Travailler à en mourir (suite de l'article précédent)

J'ai emprunté ce titre à un documentariste, journaliste sur canal + et qui faisait le magazine d'information "90 minutes", malheureusement supprimé. Il s'appelle Paul Moreira.



PAUL MOREIRA

 

Le blog de Paul Moreira, baptisé « Premières lignes » (du nom de l'agence de presse consacrée aux documentaires d'actualité qu'il a créé en 2006), sera hébergé par le site du Nouvel Observateur. Le journaliste est notamment connu pour avoir lancé le magazine d'investigation de Canal +, « 90 minutes », et pour avoir réalisé des documentaires sur la guerre en Irak.      

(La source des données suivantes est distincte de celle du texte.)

PR #1145, opened 2021-01-28
feat: Exporting FCM_MAX_BATCH_SIZE

### LINKED ISSUE #1049: [FR] Expose FCM_MAX_BATCH_SIZE so it can be reused
**Is your feature request related to a problem? Please describe.**
The `FCM_MAX_BATCH_SIZE` is not exported so it can not be reused by consumers of this plugin: https://github.com/firebase/firebase-admin-node/blob/59f2203dc6d0881dce7fc1af28f7b4dfebaa6bc6/src/messaging/messaging.ts#L46

History has shown that the batch size can change. E.g from v8.6.1: https://github.com/firebase/firebase-admin-node/blob/0f91e0280e8e0dda3d4ded975f8f2c71c41d2934/src/messaging/messaging.ts#L43

So after updating this library we had to manually debug to see that we could achieve better performance by increasing our own internal `FCM_MAX_BATCH_SIZE` const (which we copied from this lib at some point) to 500.

**Describe the solution you'd like**
As a consumer of this plugin I'd like to import the batch size from this plugin and potentially split up huge arrays of FCM push batches into multiple parts:

```
import * as fcm from 'firebase-admin';

function sendFcm(messages: Array<fcm.messaging.Message>): void {
  if (messages.size > fcm.messaging.FCM_MAX_BATCH_SIZE) {
    // Do logic to split up messages into multiple batches...
  }
}
```

**Describe alternatives you've considered**
None.

**Additional context**
None.

BorntraegerMarc:
So lib consumers can easily reuse our max batch size

Fixes #1049


hiranya911:
The file you have modified is not part of any public API. How would a developer import it?

BorntraegerMarc:
@hiranya911 I see your point. I made some changes. I believe I understood your point: `messaging.Messaging` is part of the public API. Thus adding the variable in that class will expose it. Correct?

I think I also should add some tests to verify the changes. Same question here as on my other PR: Could you point me to the right place to add the tests? I was thinking under `./test/integration/typescript`

hiranya911:
Ideally it needs to be exposed from the `admin.messaging` namespace. That's the only way a developer can easily get hold of it. But I don't see a straightforward way of doing so due to the way our namespace exports work.

BorntraegerMarc:
Thanks for the explanation @hiranya911 I believe I understood the problem. Indeed: There was no easy way to expose `FCM_MAX_BATCH_SIZE` as a static member. So I decided to make it non-static for now to solve the problem. Which should be good enough for most.

---

On a different note: I have to admit that I've never seen a TS setup like this. Keeping source & typings separate. May I ask why this was done? Is it some sort of technical debt that was never solved?

I believe we wouldn't have had this problem (JS runtime vs TS compiler) if we would just keep TS sources & ship those compiled with auto-generated definition files.

hiranya911:
Thanks for the changes @BorntraegerMarc 

> So I decided to make it non-static for now to solve the problem.

I'm not sure if exposing this on the `Messaging` class/interface is a good idea. The usage of such a value will be extremely awkward and non-idiomatic: `admin.messaging().FCM_MAX_BATCH_SIZE`. The best place for adding this would be the `messaging` namespace, but like I said in an earlier comment it would be tricky to implement it right.

My preference right now is to just go without any new constants for now. Our batch size doesn't change often. In fact since launch (about 2 years ago) it has only changed once. And whenever we do change something like this, we clearly specify that in the release notes, so the developers can update their implementations accordingly.

Having said that I think we can easily introduce a public constant for this once the new modular API surface is available to use (currently a work in progress). That will give us a natural place to define things like `FCM_MAX_BATCH_SIZE`.

> have to admit that I've never seen a TS setup like this. Keeping source & typings separate.

[Ambient typings](https://www.typescriptlang.org/docs/handbook/modules.html#ambient-modules) are fairly common in TS projects -- especially when the codebase is fairly old, and predates TS. In our case we also have used the ambient typings as a way to regulate our public API surface. It gives us a way to control exactly what's visible to the developers and tools. Although, lot of this are changing. As of last year we are shifting towards a one-source-of-truth model where we try to generate typings from the implementation as much as possible. What you see now in the repo is an intermediate state of that evolution, where we can generate typings, but have to keep some public interface definitions separate.

BorntraegerMarc:
> My preference right now is to just go without any new constants for now

Sure. It's understandable. I was also 50/50 whether the awkward usage makes sense.

---

> As of last year we are shifting towards a one-source-of-truth model where we try to generate typings from the implementation as much as possible. What you see now in the repo is an intermediate state of that evolution

Do you know, whether there is an GitHub issue or PR to follow for updates?

hiranya911:
Right now most of the tracking and design work is happening internally. But there is some preliminary work happening in the `modular-sdk` branch of this repo, and you can keep an eye on the various PRs being merged into that branch.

Celui-ci a réalisé pour France 2 un premier documentaire diffusé tard le soir et qui est passé presque inaperçu alors qu'il soulevait bien le problème de la violence au travail engendrée par la pression psychologique exercée par un système complexe où les responsabilités humaines sont diluées empêchant les victimes de  dénommer un quelconque adversaire et retournant contre eux cette souffrance qui les conduisait à vouloir s'effacer de cette vie qu'ils subissaient sous le regard indifférent de leurs collègues qui supportaient en silence le même sort qu'eux sans un mot de compassion pour celui qui allait partir.
Ce documentaire édifiant, qui donne de multiples exemples dans des secteurs allant de la banque, à la sidérurgie est visible si vous l'avez manqué en cliquant sur ce qui suit :

un documentaire de Paul Moreira et Virginie Roëls diffusé sur France 2 le jeudi 13 mars 2008.

Puis un Livre, signé de Paul Moreira et du journaliste Hubert Prolongeau a été édité le 7 octobre 2009 sur ce thème, avec le même titre et des exemples supplémentaires chez Renault, chez France Telecom qui défrayait déjà la chronique.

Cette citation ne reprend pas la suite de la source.